I also read plenty on natural stones which makes me more and more into them. The principal is: the perfect is in its imperfoctions...

ER: I dont see anything bad whatsoever in using 3k SS mud on 3K SS stone when i just started session.


----------



## bieniek (Jun 29, 2011)

johndoughy said:


> Wait, you keep the wet swarf and mud mixture when you are done with every stone, and go back and throw it on a 3k stone?


 
Yup, pretty much. I polish jigane and then return to 3k SS and apply the evil paste, with really little pressure effect is pretty much satisfying.


----------



## Eamon Burke (Jun 29, 2011)

That's interesting. You dont' have problems with the rougher stone scratching 3k bites into the jigane?

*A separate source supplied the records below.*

PR #878, opened 2023-10-26
Update LOAD_PATH in `dump_preferences` to include `@stdlibs`

### LINKED ISSUE #873: Required TOML.jl
Hi,

v2.1.10 seems to require TOML.jl for the target package (that is built from), see error message.

I am using `create_library` with the following keywords (might be an unusual configuration):
```
PackageCompiler.create_library(...;
                                    lib_name=...,
                                    precompile_execution_file=...,
                                    precompile_statements_file=...,
                                    incremental=false,
                                    filter_stdlibs=false,
                                    julia_init_c_file = ...,
                                    header_files = ..., 
                                    force=true,
                                    include_transitive_dependencies=true,
                                    include_lazy_artifacts=true)
```
----------------------------
Error:
```
ERROR: ArgumentError: Package TOML not found in current path.
- Run `import Pkg; Pkg.add("TOML")` to install the TOML package.
Stacktrace:
 [1] macro expansion
   @ .\loading.jl:1630 [inlined]
 [2] macro expansion
   @ .\lock.jl:267 [inlined]
 [3] require(into::Module, mod::Symbol)
   @ Base .\loading.jl:1611

  LoadError: failed process: Process(`'C:\Users\...\AppData\Local\Programs\Julia-1.9.3\bin\julia.exe' -Cnative '-JC:\Users\...\AppData\Local\Programs\Julia-1.9.3\lib\julia\sys.dll' --depwarn=yes --check-bounds=yes -g1 --color=yes --startup-file=no '--project=C:\Users\...\AppData\Local\Temp\...' -e 'using TOML, Pkg
  # For each dependency pair (UUID => PackageInfo), store preferences in Dict
  prefs = Dict{String,Any}(last(dep).name => Base.get_preferences(first(dep)) for dep in Pkg.dependencies())
  # Filter out packages without preferences
  filter!(p -> !isempty(last(p)), prefs)
  TOML.print(prefs, sorted=true)
  '`, ProcessExited(1)) [1]

  Stacktrace:
    [1] pipeline_error
      @ .\process.jl:565 [inlined]
    [2] read(cmd::Cmd)
      @ Base .\process.jl:449
    [3] read
      @ .\process.jl:458 [inlined]
    [4] dump_preferences(io::IOStream, project_dir::String)
      @ PackageCompiler C:\Users\...\.julia\packages\PackageCompiler\LLlSZ\src\PackageCompiler.jl:1536
    [5] #39
      @ C:\Users\...\.julia\packages\PackageCompiler\LLlSZ\src\PackageCompiler.jl:1552 [inlined]
    [6] open(::PackageCompiler.var"#39#40"{String}, ::String, ::Vararg{String}; kwargs::Base.Pairs{Symbol, Union{}, Tuple{}, NamedTuple{(), Tuple{}}})
      @ Base .\io.jl:395
    [7] open
      @ .\io.jl:392 [inlined]
    [8] bundle_preferences(ctx::Pkg.Types.Context, dest_dir::String)
      @ PackageCompiler C:\Users\...\.julia\packages\PackageCompiler\LLlSZ\src\PackageCompiler.jl:1551
    [9] create_library(package_or_project::String, dest_dir::String; lib_name::String, precompile_execution_file::Vector{String}, precompile_statements_file::Vector{String}, incremental::Bool, filter_stdlibs::Bool, force::Bool, header_files::Vector{String}, julia_init_c_file::String, julia_init_h_file::String, version::Nothing, compat_level::String, cpu_target::String, include_lazy_artifacts::Bool, sysimage_build_args::Cmd, include_transitive_dependencies::Bool, include_preferences::Bool, script::Nothing)
      @ PackageCompiler C:\Users\...\.julia\packages\PackageCompiler\LLlSZ\src\PackageCompiler.jl:1044
```

Message is indeed related to [this line](https://github.com/JuliaLang/PackageCompiler.jl/blob/846292c50a7177ea27f1fdb607be8c42174e030e/src/PackageCompiler.jl#L1531).

In Julia v1.9.3 with PackageCompiler v2.1.10 only - v2.1.9 is working without issues.

Thanks in advance,
ThummeTo

sloede:
Hopefully fixes #873.

### DIFF
--- a/src/PackageCompiler.jl
+++ b/src/PackageCompiler.jl
@@ -1535,27 +1535,17 @@ function dump_preferences(io::IO, project_dir)
     # Note: in `command` we cannot just use `Base.get_preferences()`, since this API was
     #       only introduced in Julia v1.8
     command = """
+    # Ensure that `@stdlib` is part of `LOAD_PATH` such that we get TOML and Pkg
+    pushfirst!(LOAD_PATH, "@stdlib")
     using TOML, Pkg
+    popfirst!(LOAD_PATH)
     # For each dependency pair (UUID => PackageInfo), store preferences in Dict
     prefs = Dict{String,Any}(last(dep).name => Base.get_preferences(first(dep)) for dep in Pkg.dependencies())
     # Filter out packages without preferences
     filter!(p -> !isempty(last(p)), prefs)
     TOML.print(prefs, sorted=true)
     """
-
-    cmd = `$(Base.julia_cmd()) --project=$project_dir -e "$command"`
-
-    # Ensure that `@stdlib` is part of `LOAD_PATH` such that we get TOML and Pkg
-    if !("@stdlib" in LOAD_PATH)
-        splitter = Sys.iswindows() ? ';' : ':'
-        new_load_path = get(ENV, "JULIA_LOAD_PATH", "") * "$(splitter)@stdlib"
-        cmd = addenv(cmd, "JULIA_LOAD_PATH" => "$new_load_path")
-        @debug "dump_preferences: running $cmd" JULIA_LOAD_PATH = "$new_load_path"
-    else
-        @debug "dump_preferences: running $cmd"
-    end
-
-    prefs = read(cmd, String)
+    prefs = read(`$(Base.julia_cmd()) --project=$project_dir -e "$command"`, String)
     write(io, prefs)
 
     nothing
--- a/src/PackageCompiler.jl
+++ b/src/PackageCompiler.jl
@@ -1548,7 +1548,7 @@ function dump_preferences(io::IO, project_dir)
     # Ensure that `@stdlib` is part of `LOAD_PATH` such that we get TOML and Pkg
     if !("@stdlib" in LOAD_PATH)
         splitter = Sys.iswindows() ? ';' : ':'
-        new_load_path = join(vcat(LOAD_PATH, "@stdlib"), splitter)
+        new_load_path = get(ENV, "JULIA_LOAD_PATH", "") * "$(splitter)@stdlib"
         cmd = addenv(cmd, "JULIA_LOAD_PATH" => "$new_load_path")
         @debug "dump_preferences: running $cmd" JULIA_LOAD_PATH = "$new_load_path"
     else
--- a/src/PackageCompiler.jl
+++ b/src/PackageCompiler.jl
@@ -1542,7 +1542,20 @@ function dump_preferences(io::IO, project_dir)
     filter!(p -> !isempty(last(p)), prefs)
     TOML.print(prefs, sorted=true)
     """
-    prefs = read(`$(Base.julia_cmd()) --project=$project_dir -e "$command"`, String)
+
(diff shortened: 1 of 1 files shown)


sloede:
@fredrikekre it would be great if you could have a look if this is what you had in mind

fredrikekre:
Should be possible to always just use `@stdlib` as the complete load path. `--project` will set the active projet that Pkg will look at, but it isn't a problem that this isn't in the path, I think. The only thing I am not sure of is how preferences in other load path entries are handled then.

sloede:
> The only thing I am not sure of is how preferences in other load path entries are handled then.

Yeah, exactly. This is what has me worried as well, since the whole point of using an external process for getting the preferences is to make sure that we do not miss anything (or mix it up with another project).

Instead of using `LOAD_PATH` for it, I could also just set
```julia
new_load_path = get(ENV, "JULIA_LOAD_PATH", "") * "$(splitter)@stdlib"
```
That would prevent the `LOAD_PATH` as set for the current PC process to spill into the new process, but respect whatever the user has set in `JULIA_LOAD_PATH`.

fredrikekre:
To be completely idiot-proof I think you should always put `@stdlib` as the *first* entry, and then in the script, just after `using Pkg, TOML` pop this entry from the load path or something like that.

sloede:
> To be completely idiot-proof I think you should always put `@stdlib` as the _first_ entry, and then in the script, just after `using Pkg, TOML` pop this entry from the load path or something like that.

Are you sure that is necessary? In that case I would need to track if I added `@stdlib` manually, and if yes, remove it again. I feel like this is overkill.

But which situation did you have in mind that would be guarded against using this approach with `@stdlib` as the first entry and then removing it again?

fredrikekre:
> In that case I would need to track if I added @stdlib manually, and if yes, remove it again.

You should be able to do it unconditionally.

> But which situation did you have in mind [...]

A user could theoretically have another package named Pkg or TOML in their project (with different UUID). I also think the patch becomes smaller with this approach too:

```diff
diff --git a/src/PackageCompiler.jl b/src/PackageCompiler.jl
index 3624b35..572a7e1 100644
--- a/src/PackageCompiler.jl
+++ b/src/PackageCompiler.jl
@@ -1536,7 +1536,9 @@ function dump_preferences(io::IO, project_dir)
     # Note: in `command` we cannot just use `Base.get_preferences()`, since this API was
     #       only introduced in Julia v1.8
     command = """
+    pushfirst!(LOAD_PATH, "@stdlib")
     using TOML, Pkg
+    popfirst!(LOAD_PATH, "@stdlib")
     # For each dependency pair (UUID => PackageInfo), store preferences in Dict
     prefs = Dict{String,Any}(last(dep).name => Base.get_preferences(first(dep)) for dep in Pkg.dependencies())
     # Filter out packages without preferences
```

fredrikekre:
Please remove the @-mention from the squash later, looks like Github still pings when such commits are pushed...

fredrikekre (approved):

I would love to see step by step pics of this! like your plain 3k blade road, then the fully polished one, then the hazy one.


----------



## bieniek (Jun 29, 2011)

Will do! Will keep you posted on the yanagi soon and after 8th of july will also show my new masamoto yanagi with the finish from natural. I want to see whats the difference myself...


----------



## bieniek (Jun 30, 2011)

OK. 
I was too lazy to go for whole yanagi[late shift today and newborn home] but then eureka I have my Aji project which will get handle on after 8th of july. Please dont comment on the grinding, it was all made by hand so there are some imprefections. :Ooooh:

This is 1k followed by 6k: 






When Im satisfied with 6k finish I go for no mud 3k SS, Then I follow with 8k SS: 










All smooth, then its time to use the evil paste. I add some at the 3k stone and really gently move the jigane on it, The feeling is like you would not touch the stone directly... Hard to explain

And I make some more magic, I put the evil paste on wine cork and apply. I will try harder to catch the contrast between two layers. Kasumi:


















Now while it still has some scratches, the surface looks smooth and not too bad imho. As for synthetic stones!


----------



## bieniek (Jun 30, 2011)

Doesnt matter how many shot i will take I cannot get any better!:slaphead:


----------



## tk59 (Jun 30, 2011)

That's really nice! I must try that out.


----------



## Eamon Burke (Jul 1, 2011)

That is very interesting. I think I have done this on accident! When you said it feels like you aren't hitting the stone, it reminded me how how I started to get annoyed one day and was rubbing my Yanagi on a 5k stone and just kept rubbing and rubbing and it got muddy, which I don't really let it do. Eventually, I was sharpening on the mud, and a nice haze started to show up.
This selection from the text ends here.